What Did You Just Call Me?

What Did You Just Call Me?

Does an abstract piece of art or music substantially gain power
from its name?

Written By

Yotam Haber

This past week I finally finished my Rome Prize project. I immediately rewarded myself by taking off for a weekend at the beach just north of Rome.

As I’ve been coming to a close with this piece, I have struggled with putting a title to it. A song cycle of five movements, it comprises texts in Latin (the 1555 papal bull condemning the Jews of Rome to a ghetto), Italian (Verrà la morte e avrà I tuoi occhi, by Cesare Pavese), Hebrew (various psalms and excerpts from the book of Lamentations) and English (Loan, by the American poet Jorie Graham).

At first, I wished to call the work Cum Nimis Absurdum (“Since it is Absurd”), referring to the papal bull. The work itself begins with this text and is ferociously set with vicious, fast, aggressive string writing immediately setting the tone for a work that begins angrily. But taken as a whole, the piece, at least as I see it, is one of reconciliation and hope. So I then considered calling it Verrà la morte e avrà I tuoi occhi (“Death will come and she shall have your eyes”). Still quite dramatic, I thought, but at least not in Latin (alienating).

I emailed the two choices to one of the foremost experts on Jewish history at the Hebrew University in Jerusalem. He responded:

Since you asked me, I’ll give you an honest opinion:

I wouldn’t “fool around” with “Cum nimis absurdum” because it marks a tragic episode in Jewish history. As to Pavese’s poem, the title, in my opinion, is too long; moreover, its first three words are likely to scare off the audience before the piece gets started.

Sorry.

Of course I should have known better than to ask an academic for title advice. I asked one of the literature fellows at the American Academy. She also felt that at Latin title was off-putting. She liked the Pavese poem, though preferably in English.

Death will come and she shall have your eyes.

I liked it. But when I passed it by the director of the academy, she asked me—if I don’t wish to alienate my audience—why I would choose a title whose meaning is difficult to comprehend. What does this title have to do with my project?

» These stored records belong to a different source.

PR #472, opened 2015-07-13
Slide out menu for reference book

nathanstitt:
This changes the drop down menu on the reference book to slide in from the side.

The icon on the top navbar toggles depending on the menu's state.

The menu behaves in two different ways depending on the screen width.   1350pixels wide was chosen as the break point since the page width is 1,000px and the menu is 300.

If the page is narrower than 1350px, the menu slides over the page content and is dismissed once a link on it is clicked.

screen shot 2015-07-13 at 4 32 11 pm

If the screen is wider than 1350px appears on the left and pushes the page content and the "previous page" control to the right.  It remains visible when links on it are clicked.

screen shot 2015-07-13 at 4 28 22 pm

### DIFF
--- a/src/components/reference-book/reference-book.cjsx
+++ b/src/components/reference-book/reference-book.cjsx
@@ -5,27 +5,42 @@ _  = require 'underscore'
 
 BindStoreMixin = require '../bind-store-mixin'
 NavBar = require './navbar'
+Menu = require './slide-out-menu'
 
 {CourseListingStore} = require '../../flux/course-listing'
 {CourseStore} = require '../../flux/course'
 
 module.exports = React.createClass
   displayName: 'ReferenceBook'
+  contextTypes:
+    router: React.PropTypes.func
 
-  mixins: [Router.State, BindStoreMixin]
+  mixins: [BindStoreMixin]
   bindStore: CourseListingStore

Choosing a title can be difficult. We are not writing a doctoral thesis—our title doesn’t need to describe the meaning of a work. But what should a title do? What do the words scherzo or capriccio or impromptu do for Brahms, Schubert, Chopin? Are they at odds with the meaning of the pieces? Are they intentionally ambiguous? I often wonder if they are worse than calling a piece untitled. If untitled may not be helpful, at least it’s not misleading.

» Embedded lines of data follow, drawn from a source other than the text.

PR #473, opened 2015-07-14
Dashboard biology styles

nathanstitt:
Todo: 
 * [x] make browse the book be on it's own panel
 * [x] Style physics browse the book thumbnail

screen shot 2015-07-14 at 10 10 06 am
screen shot 2015-07-14 at 10 08 13 am


nathanstitt:
@Fredasaurus I took the background from the updated mockup.  I think that works well, but please confirm.   If you'd like the font to be "Helvetica Neue" we'll have to make it be an SVG with the text converted to a path since that font isn't included in all browsers/operating systems.  There's also some reports of good luck using Liberation Sans or Roboto, which we could include and use. http://graphicdesign.stackexchange.com/questions/15462/is-there-a-free-helvetica-neue-alternative/15464#15464

nathanstitt:
@Fredasaurus The panels didn't stand out from the background very much, so I've added a light grey border around it and the "How am I doing" panel (which is scheduled for reworking).

nathanstitt:
This also styles the teacher dashboard since they both use the same less mixin: 
screen shot 2015-07-14 at 10 34 05 am

Fredasaurus:
Definitely needs to be Helvetica Neue. I can provide an svg.
Also, the background doodles have been heavily compressed by Axure. I'll send a better file, or I can replace in git, your choice.

nathanstitt:
@Fredasaurus, either works. Doesn't matter to me at all.  Send it along with the SVG if that's easier.

Fredasaurus:
Oh and on the left panels -- can we give them a box shadow similar to the main panel? That should eliminate the need for the outline.

Fredasaurus:
by left I mean right.

PR #475, opened 2015-07-14
A few calendar bugs

pandafulmanda:
## Bug, overlap due to mis-sorting
screen shot 2015-07-14 at 2 23 28 pm

## Fixed
screen shot 2015-07-14 at 2 23 07 pm

## Bug, height of days wrong when switching from a different month, occasional bug
screen shot 2015-07-14 at 3 05 40 pm

## Fixed
screen shot 2015-07-14 at 3 04 57 pm

### DIFF
--- a/resources/styles/components/course-calendar/month.less
+++ b/resources/styles/components/course-calendar/month.less
@@ -108,7 +108,7 @@
       }
       &-days {
         width: 100%;
-        height: inherit;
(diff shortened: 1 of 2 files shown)


philschatz:
Hmm, I wonder if the overlapping bug is enough reason to not use green for external assignments (since the overlap looks green ; )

Daniel Mihalyo, a fellow in architecture at the academy, wrote to me:

In my opinion there are four types of titles:

  1. Titles that expand the meaning of an artwork by being open-ended and not too specific.
  2. Titles that are highly specific and that narrow the potential meanings of an artwork where the artist hopes to pin down a single definition.
  3. “No title” or “untitled” is always a safe option but it can be seen as evasive, expressing uncertainty or the best defense against any narrowing or specificity of meaning.
  4. Artsy titles that attempt to impart an intelligence beyond the value of the work….examples include word puns, smarty pant attempts to misdirect viewers or intentional references to better known artworks (like “The Thinker”).

I’ve also noticed that titles are also frequently indicative of the era and tend to by stylistically alike. Young Women on the Beach and The Sick Child are titles from a generation, as are titles from this year’s Whitney Biennial such as Museum of Failure: Collection of Impossible Subjects & Invisible Self-Portrait in my Studio and Crystal Chain Letter Complex (Dark Episode).

In the art world we have Piss Christ and Cremaster Cycle and of course lots and lots of Untitled. Does anyone get pissed off at works called Untitled? Does an abstract piece of art or music substantially gain power from its name?